Azure App ServiceのVNet統合を使ってStorage Accountにセキュアにアクセスする

こんにちは。cloud.config Div の神田です。
今回はApp ServiceでVNet統合を用いてStorage Accountへセキュアにアクセスさせます。

App ServiceとStorage Accountの通信について

Microsoft社のドキュメントにも記載されていますが、
App ServiceとStorage Accountが同一リージョンにある場合、
App ServiceはパブリックIPではなく、プラットフォーム側のプライベートIPを用いて通信します。

そのため、Storage Account側でIP制限をかける場合、
App ServiceのパブリックIPを許可していても、アクセスが拒否されてしまいます。

この事象はApp ServiceにデプロイされたアプリケーションでのSASや接続文字列を使った接続だけでなく、
Azureポータル上で設定できるApp Serviceのバックアップやログの格納でも発生します。

この事象を回避するには、App Service Environment を用いてApp ServiceをVirtual Networkの中に入れる、
またはApp ServiceとStorage Accountを別々のリージョンに立てるといった方法があります。

参考 : Azure Web Apps / Azure Functions から同じリージョンの Azure Storage Account へ接続する時の注意点
https://docs.microsoft.com/ja-jp/archive/blogs/jpcie/azure-web-apps-azure-functions-%E3%81%8B%E3%82%89%E5%90%8C%E3%81%98%E3%83%AA%E3%83%BC%E3%82%B8%E3%83%A7%E3%83%B3%E3%81%AE-azure-storage-account-%E3%81%B8%E6%8E%A5%E7%B6%9A%E3%81%99%E3%82%8B%E6%99%82

今回の目標

上記の通り、App ServiceとStorage Accountを同一リージョンに立てつつ、Storage Account側でIP制限をかける場合にはASEを使うしかなかったのですが、
最近VNet統合がプレビューから正式にGAされたので、今回はこのVNet統合を用いて実現させます。

参考 : Integrate your app with an Azure virtual network
https://docs.microsoft.com/en-us/azure/app-service/web-sites-integrate-with-vnet#new-vnet-integration

BlobコンテナにアクセスするWebアプリの作成

下記ドキュメントにてBlobコンテナに画像をアップロードする機能、
Blobコンテナの画像を取得しサムネイル表示する機能を持ったWebアプリを
App Serviceにデプロイする手順が公開されているのでこちらに従いWebアプリを作成します。

ただし、今回使用するVNet統合はApp Serivce PlanのStandard以上でのみサポートされているので、
ドキュメントではFreeで作成していますが、今回はStandardで作成します。

参考 : チュートリアル:Azure Storage を使用してクラウドに画像データをアップロードする
https://docs.microsoft.com/ja-jp/azure/storage/blobs/storage-upload-process-images?tabs=dotnet

Storage AccountにIP制限をかけてみる

Azureポータル上でStorage Accountから[ファイアウォールと仮想ネットワーク]にアクセスし、
[許可するアクセス元]を[すべてのネットワーク]から[選択されたネットワーク]に変更し、
[アドレス範囲]にAppServiceの[プロパティ]に表示されるグローバルIPを入力し保存します。
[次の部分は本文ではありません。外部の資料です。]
PR #46, opened 2016-08-24
Select component that works for a basic dropdown

agclever:
JIRA: https://clever.atlassian.net/browse/DIS2-179

Creates a new select component that works as a basic dropdown for now. Wraps react-select with styling based on mocks at https://projects.invisionapp.com/share/TG89776AU#/screens/180681819.

Wraps react-select and applies custom styling.

**Screenshots**

Focused on an option with none selected:
screenshot 2016-08-24 16 24 10

Focused with an option selected:
screenshot 2016-08-24 16 24 18

### DIFF
--- a/src/Select/Select.jsx
+++ b/src/Select/Select.jsx
@@ -1,0 +1,65 @@
+import React from "react";
+import ReactSelect from "react-select";
+
+import "react-select/dist/react-select.css";
+import "./Select.less";
+
+/*
+  Component to allow selecting options from a list. Right now this only supports a basic dropdown
+  with a fixed list of options. This component will be updated to allow searching for options that
+  may be fetched asynchronously.
+*/
+
+export function Select({id, name, label, onChange, options, placeholder = "", value}) {
+  const {cssClass} = Select;
+
+  let labelContainerClasses = cssClass.LABEL_CONTAINER;
+  if (placeholder && !value) {
+    labelContainerClasses += ` ${cssClass.LABEL_HIDDEN}`;
+  }
+
+  // The label container must be returned after the ReactSelect otherwise it does not get displayed
+  // in the browser.
+  return (
+    <div className={cssClass.CONTAINER}>
+      <div id={id}>
+        <ReactSelect
+          className={cssClass.REACT_SELECT}
+          clearable={false}
+          name={name}
+          onChange={onChange}
+          options={options}
+          placeholder={placeholder}
+          searchable={false}
+          value={value}
+        />
+      </div>
+      <div className={labelContainerClasses}>
+        <label className={cssClass.LABEL} htmlFor={id}>{label}</label>
+      </div>
+    </div>
+  );
+}
+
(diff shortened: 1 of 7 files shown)


agclever:
cc: @CarlNelson @joshatclever

CarlNelson:
Change display: none on label--hidden to opacity: 0 to allow for screen readers to read it. Use a transition to fade it in.

agclever:
Changed to use opacity in 72aef722c55f06aade155401164d626f. Did not use transition because the placeholder does not have transitions and there isn't a straightforward way for us to make sync those up

ipam73:
@ag could you document the new component on the readme?

agclever:
Updated README in ceb6b37

src/Select/Select.jsx
```diff
@@ -0,0 +1,63 @@
...
+          placeholder={placeholder}
+          searchable={false}
+          value={value}
+        />
+      </div>
+    </div>
+  );
+}
+
+Select.cssClass = {
```
ipam73: nice way to simplify css classes!

src/Select/Select.jsx
```diff
@@ -0,0 +1,63 @@
...
+  CONTAINER: "Select--container",
+  LABEL: "Select--label",
+  LABEL_CONTAINER: "Select--labelContainer",
+  LABEL_HIDDEN: "Select--labelHidden",
+  REACT_SELECT: "Select--ReactSelect",
+};
+
+const selectValue = React.PropTypes.shape({
+  label: React.PropTypes.string,
```
ipam73: are these required for a select value?  or are they both optional?

src/Select/Select.less
```diff
@@ -0,0 +1,69 @@
...
+      }
+      .Select-value {
+        font-size: 15px;
+        line-height: 40px;
+        min-height: 40px;
+        padding-top: 10px;
+      }
+    }
+
+    // overrides styles from the exact same selector in react-select's CSS
```
ipam73: I'm not too familiar with best practices overriding other selections (if there's any) -- would probably defer on @CarlNelson on this

ipam73:
@agclever this looks good to me!  I'm deferring comments on style/design to @joshatclever and @CarlNelson

src/Select/Select.jsx
agclever: Good question. Made them both required in https://github.com/Clever/components/pull/46/commits/97885be5613578bf50b4460a703632e940c2909a

src/Select/Select.less
CarlNelson: Font size should be in them, Select value should be 1rem (16px)

agclever: Changed to use rem in 5765fe5521102e9ee23b90cdf671821082965b2f.

src/Select/Select.jsx
agclever: Borrowing from @kofi-clever's code

PR #48, opened 2016-08-26
Minor Table component fixes

kofi-clever:
- Reduce padding for inner cells to reduce cell spacing.
  **Before:**
screen shot 2016-08-26 at 1 51 06 am

  **After:**
screen shot 2016-08-26 at 1 51 19 am

- Handle data prop updates and update rows accordingly, while preserving
  sort state

Also, update the TableExample to demo updating the table with new data:
table-reload-demo

### DIFF
--- a/Makefile
+++ b/Makefile
@@ -6,7 +6,7 @@ MOCHA := node_modules/mocha/bin/mocha
 MOCHA_OPTIONS := --compilers jsx:babel-register --recursive --require ignore-styles --require jsdom-global/register
 BABEL := node_modules/babel-cli/bin/babel.js
 
-.PHONY: test lint clean es5 build new $(TESTS)
+.PHONY: dev-server test lint clean es5 build new $(TESTS)
 
 clean:
 	@echo '✓ Clean out dist directory'
@@ -35,3 +35,6 @@ $(TESTS):
 	@echo "Running tests for $@"
 	@$(LINT) $@
 	@NODE_ENV=test $(MOCHA) $(MOCHA_OPTIONS) $@
+
+dev-server:
+	npm run-script dev-server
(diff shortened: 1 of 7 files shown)


Makefile
```diff
@@ -35,3 +35,6 @@ $(TESTS):
 	@echo "Running tests for $@"
 	@$(LINT) $@
 	@NODE_ENV=test $(MOCHA) $(MOCHA_OPTIONS) $@
+
+dev-server:
```
ipam73: could you update the readme to use `make dev-server`
https://github.com/Clever/components/blob/master/README.md#contributing

kofi-clever: thanks, good call - https://github.com/Clever/components/pull/48/commits/9e52fdda9d38810157003446c3c2165bab29ffdb

src/Table/Table.jsx
```diff
@@ -37,13 +46,13 @@ export class Table extends Component {
...
 
-    this._sort({
+    this._sort(this.props.data, {
       columnIndex,
       direction: sortDirection.ASCENDING,
     });
   }
 
-  _sort(sortState) {
+  _sort(data, sortState) {
```
ipam73: Is there a reason to pass `data` if it's not being used here?

ipam73: edit:  ignore this comment - see that it's being used below

ipam73:
@kofi-clever I'd refer to style changes to someone from design, but other than that LGTM

kofi-clever:
@CarlNelson - meant to ask actually: could you confirm the cell padding for the table?
i have it at 20px by 20px right now, based on https://clever.atlassian.net/browse/DESIGN-56
does that look ok?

その後Webアプリにアクセスすると、App ServiceからStorage Accountへのアクセスが拒否されるので、
画像のアップロード、サムネイル表示が失敗します。

VNet統合を構成する

Virtual Networkと Subnet を新たに作成します。
その後App Serviceの[ネットワーク] > [VNet統合] を作成し、
新たに作成した Virtual Network、Subnetを選択します。

Storage AccountでVirtual Networkからのアクセスを許可

再びStorage Accountの[ファイアウォールと仮想ネットワーク]にアクセスし、
先ほど設定したAppServiceのグローバルIPを削除し、
[仮想ネットワーク]に先ほど作成したVirtual Networkを追加します。
※Subnetのサービスエンドポイントもこのとき自動で設定される模様

Webアプリにアクセス

Webアプリにアクセスし、Blobコンテナへの画像アップロードと、
Blobコンテナの画像のサムネイル表示ができることを確認します。
※VNet統合を構成してから、アクセス可能になるまで1時間ほどかかる場合があります。

最後に

以上でStorage AccountにIP制限をかけつつ、
同一リージョンのApp Serviceからのアクセスを許可することが出来ました。

注意点ですが、AppServiceのバックアップは
ファイアウォールが設定されたStorage Accountに対してはサポートされていないので、
VNet統合を構成しても失敗します。

この理由はAzure内部でAppServiceがホストされている仮想マシンとは異なる仮想マシンが
AppServiceのバックアップジョブを実行しているからです。
AppServiceのバックアップを構成する際は
ファイアウォールのかかっていないStorage Accountに保存するようにしましょう。